There’s no court case against believing in stereotypes or thinking that certain kinds of hateful jokes or comments are funny. So the answers to many of our challenges today can’t necessarily be found in our laws. As you go forth, when you encounter folks who still hold the old prejudices because they’ve only been around folks like themselves, when you meet folks who think they know all the answers because they’ve never heard any other viewpoints, it’s up to you to help them see things differently.

Maybe that starts simply in your own family, when grandpa tells that off-colored joke at Thanksgiving, or you’ve got an aunt talks about ‘those people’. Well, you can politely inform them that they’re talking about your friends. Because this issue is so sensitive, is so complicated, so bound up with a painful history. And we need your generation to help us break through. We need all of you to ask the hard questions and have the honest conversations, because that is the only way we will heal the wounds of the past and move forward to a better future.

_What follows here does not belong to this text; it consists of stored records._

PR #1076, opened 2019-09-14
Marked http implementation as at-risk

larsgsvensson:
Addresses ACTION-371
Preview at https://raw.githack.com/w3c/dxwg/larsgsvensson-http-at-risk/conneg-by-ap/index.html#http and https://raw.githack.com/w3c/dxwg/larsgsvensson-http-at-risk/conneg-by-ap/index.html#features-at-risk

PR #1077, opened 2019-09-14
Updated Changes section

larsgsvensson:
I've updated the changes section so that it looks more like the previous one. Also I've commented out all editorial changes since people implementing the spec will be more interested in what normative content has changed.
This PR depends on changes introduced in #1076 so don't merge this one until after that has been handled.

Addresses ACTION-375


nicholascar (approved):

rob-metalinkage (approved):
seems like a little conflict to resolve before merge - but presuming just use this PR to resolve those

PR #1083, opened 2019-09-17
Added order of precedence text

rob-metalinkage:
Issues 505 and 575 editorial tweaks.


conneg-by-ap/index.html
```diff
@@ -840,6 +840,15 @@ <h3>Alternate Representations Data Model</h3>
         also given in Functional Profiles of this specification are also given in that appendix.
       </p>
     </section>
+    <section id="precendence">
+      <h3>Order of Precedence for Implementation Profiles</h3>
+      <p>
+        It is possible that multiple functional profiles MAY be implemented by a service, including HTTP, QSA and possibly other approaches. In such clases a client MAY specify conflicting choices via different mechanisms. The order of precedence determines which mechanism MUST be used. 
+      </p>     
+      <p>
+        The order of precedence is QSA over HTTP - on the basis that human agency may be used to determine URL elements whereas client software is more likely to determine header content, and header content is less visible to human agents. If other profiles of the abstract model are defined each MUST specify order of precedence.
```
larsgsvensson: I don't think this is about visibility to human agents but about URIs trumping headers: If my URI says .../a/resource.profx.xml and the headers say `Accept: text/turtle` and `Accept-Profile: urn:example:profileY` (=`profy`, not `profx`), I still expect to get XML content conforming to `profx`.
Suggestion: "on the basis that the more exactly a URI points to a resource, the more likely it is that the agent requests that precise resource irrespective of which HTTP headers are sent with that request."

larsgsvensson (changes requested):

larsgsvensson:
Since this is also for #575 I add @aisaac as a reviewer, too.

larsgsvensson (approved):

aisaac (approved):

Issue #1088, opened 2019-09-20
Conneg Editorial Nits


larsgsvensson:
@tombaker has [reported some editorial nits](https://lists.w3.org/Archives/Public/public-dxwg-wg/2019Sep/0682.html) in the conneg-by-ap WD:

I see that PROFPWD is listed under B1 and assume this can be updated and moved to B2 later. (Can someone please confirm?)

Some fixable glitches:

Section 1
These narrower profiles constrains

4
demonstrations

5.4
so that profiles, (the comma)

6.2
may no be capable of dereferencing

6.3
representation of the requested resource represented conforming

7.1
An functional profile

nicholascar:
This Issue is the sole subject of PR #1090

larsgsvensson:
The corresponding PR has been merged.

PR #1090, opened 2019-09-22
Issue 1088 - PROF ref to B2 & 6 x typo errors fixed

nicholascar:
Addressing all points in #1088


kcoyle:
By my understanding, these are the kinds of editorial changes that do not need to be made before Oct. 3 - not saying you shouldn't do them, but that if you want to take more time that should be ok.

larsgsvensson:
Yes, I also thought of letting #1088 be a bucket where we can collect several minor nits and then fix them in one go.

rob-metalinkage (approved):

larsgsvensson (approved):

PR #1104, opened 2019-09-29
Fix Protege load errors

### LINKED ISSUE #1100: Wierd Protege 5.0 load issue with lastest versions of dcat.rdf and dcat.ttl - opens as inconsistent
As an add on to #944, I opened both the latest version of dcat.ttl and dcat.rdf by URL from within Protege 5.5.0 Build beta-8.  In both cases, the ontologies loaded OK, but contained spurious Error1, Error2, and Error3 (only in the .rdf version) entities (see screen shot below).

Strangely enough, if I download the files from github and then open them in Protege, I get the very same errors!  However, if I remove the spurious subclass statements, save the file, then reopen it, the errors stay gone!  Since there are no obvious Error# axioms in the online files, this seems quite strange!  Not quite sure where the error is coming from.

Screen Shot 2019-09-26 at 3 09 19 PM

dr-shorthair:
Remove sub-class axiom (restriction) and add type declarations to suppress Protege errors
Fixes #1100

### DIFF
--- a/dcat/rdf/dcat-external.jsonld
+++ b/dcat/rdf/dcat-external.jsonld
@@ -1,102 +1,102 @@
 {
   "@graph" : [ {
     "@id" : "_:b0",
-    "seeAlso" : "https://orcid.org/0000-0001-9300-2694",
-    "homepage" : "http://www.andrea-perego.name/foaf/#me",
-    "name" : "Andrea Perego"
+    "seeAlso" : "http://fadmaa.me/foaf.ttl",
+    "name" : "Fadi Maali"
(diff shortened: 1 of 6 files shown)


davebrowning (approved):
Don't have the means to test, but change - to dcat-external.ttl, and dcat.ttl - matches the specification/description.

riccardoAlbertoni (approved):

riccardoAlbertoni:
I have tested the dcat.ttl  and dcat-extended.ttl, as the other RDF encodings have been automatically generated.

In response, I said on Facebook, ‘I get that we can disagree with things our families do, but the First Lady seems to veer close to recommending that we dishonour our parents for saying politically incorrect things.’

To some readers, I may seem to have overreached. Certainly the allegations of some, that the First Lady’s suggestions strongly resemble those of 1984, are excessive. There is, I do think, a potential slippery slope toward something like Maoist rejection of family authority, but such an implication requires more to be read into the First Lady’s words than responsible reading can furnish. Still, some of her words I do find objectionable.

Rightly has she has pointed out that laws alone cannot heal the wounds of the past, that we need to ask hard questions and have honest conversations. But then she has also remarked, ‘Well, you can politely inform them [a grandfather or an aunt] that they’re talking about your friends.’ Colour me triggered, but that is not how one speaks to one’s elders.

To me, the idea of asking one’s parents to reconsider their prejudices about a certain group just because one counts ‘those people’ as one’s friends is ludicrous. For such a thing to be thought in Chinese, let alone said to one’s social superiors, is almost inconceivable. We Chinese have the expression 猪朋狗友: pig and dog friends, or profligate companions. Is my son to rule me by his choice of friends, or am I to rule his choice of friends? If my child pulled on me what the First Lady has suggested, I would probably say, ‘And you keep such friends? Are they the ones teaching you to talk to me that way?’ That my child keeps bad company out of naïveté, a bad life choice, is likely; that my child’s callow life choices, opposite to mine, should compel me to rethink my life is a perverted thought. By the same logic, even though much racial prejudice is irrational and leads people to treat one another in ungodly ways, a child’s choices are no rational basis for a change in opinion.

I am not saying it is impossible to be wrong and learn something from one’s children; but to expect one’s parents to reconsider just because one has oneself made different choices seems arrogant in the extreme. And so, silly as it may seem, I do not think my assessment of the First Lady’s suggestion silly. When I see ‘politely inform’, I ask: To what end? The end is, quite explicitly, for the younger to influence the elder by the pressure of his own choices. So children have also been known through such emotional blackmail to change their parents’ minds by declaring themselves gay. So to speak in earnest, and not in ridicule of liberal White children, is impudent. If one is to resist racism in earnest, such rhetorical topoi, which lay claim to a kind of personal superiority (by being with the times, rather than by having the experience of age), are not the way to go with one’s elders; rather, one must rely on logical demonstration upon sound premises, without such ethical pretences as enlightenment by reason of youth.